- _DATA SHOWN_
PR #2363, opened 2019-11-18
Fix: Achievements display on challenge dashboard

catherine917:
Now the achievements on challenge dashboard look like below: 
I have modified the styles in PR https://github.com/mozilla/voice-web/pull/2272. But the styles have been overwritten. So remove it again. 
Annotation 2019-11-18 141926


rileyjshaw:
Great, thanks! Tested and confirmed that dashboard achievements still look correct when they appear.

PR #2373, opened 2019-11-18
Fix type error on achievements sql

phirework:
This is a tiny change for a big bug, so here's my logic as to what's happening: 

* The clips are still being stored in the db and uploaded to S3
* If you comment out the upload code locally (153-215 in `server/src/lib/clip.ts`) you can fake submitting clips without actually uploading
* A faked submission gave me the following error: 

`web        | [BE] TypeError: Cannot destructure property `earned` of 'undefined' or 'null'.`
`web        | [BE]     at Object.exports.hasEarnedBonus (/code/server/src/lib/model/achievements.ts:122:26)`
`web        | [BE]     at <anonymous>`
`web        | [BE]     at process._tickDomainCallback (internal/process/next_tick.js:229:7)`

Fake submissions work now on my local. The intermittentness of the error, and particularly why Lindsay and I were able to submit clips, makes sense in context of the error only showing up if earned achievements are null, whereas both Lindsay and I have done enough testing that we probably have achievements everywhere. Let me know if this makes sense to you.

### DIFF
--- a/server/src/lib/model/achievements.ts
+++ b/server/src/lib/model/achievements.ts
@@ -118,7 +118,7 @@ export const hasEarnedBonus = async (
   type: AchievementType,
   client_id: string,
   challenge: ChallengeToken
-) => {
+): Promise<boolean> => {
   const earned = await db.query(
     `
       SELECT earn.client_id IS NOT NULL AS earned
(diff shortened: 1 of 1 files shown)


rileyjshaw:
Great solve!! Thanks for walking me through the process, solid debugging of a yucky issue 💯

rileyjshaw:
(Waiting for Travis before hitting the big green button)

- _EXERCISE DIRECTIONS_
Retype the line containing "[BE] TypeError: Cannot" and each line after it through the end of the listing, exactly, leaving out everything else.

- _REPLY TO THE EXERCISE_
`web        | [BE] TypeError: Cannot destructure property `earned` of 'undefined' or 'null'.`
`web        | [BE]     at Object.exports.hasEarnedBonus (/code/server/src/lib/model/achievements.ts:122:26)`
`web        | [BE]     at <anonymous>`
`web        | [BE]     at process._tickDomainCallback (internal/process/next_tick.js:229:7)`

Fake submissions work now on my local. The intermittentness of the error, and particularly why Lindsay and I were able to submit clips, makes sense in context of the error only showing up if earned achievements are null, whereas both Lindsay and I have done enough testing that we probably have achievements everywhere. Let me know if this makes sense to you.

### DIFF
--- a/server/src/lib/model/achievements.ts
+++ b/server/src/lib/model/achievements.ts
@@ -118,7 +118,7 @@ export const hasEarnedBonus = async (
   type: AchievementType,
   client_id: string,
   challenge: ChallengeToken
-) => {
+): Promise<boolean> => {
   const earned = await db.query(
     `
       SELECT earn.client_id IS NOT NULL AS earned
(diff shortened: 1 of 1 files shown)


rileyjshaw:
Great solve!! Thanks for walking me through the process, solid debugging of a yucky issue 💯

rileyjshaw:
(Waiting for Travis before hitting the big green button)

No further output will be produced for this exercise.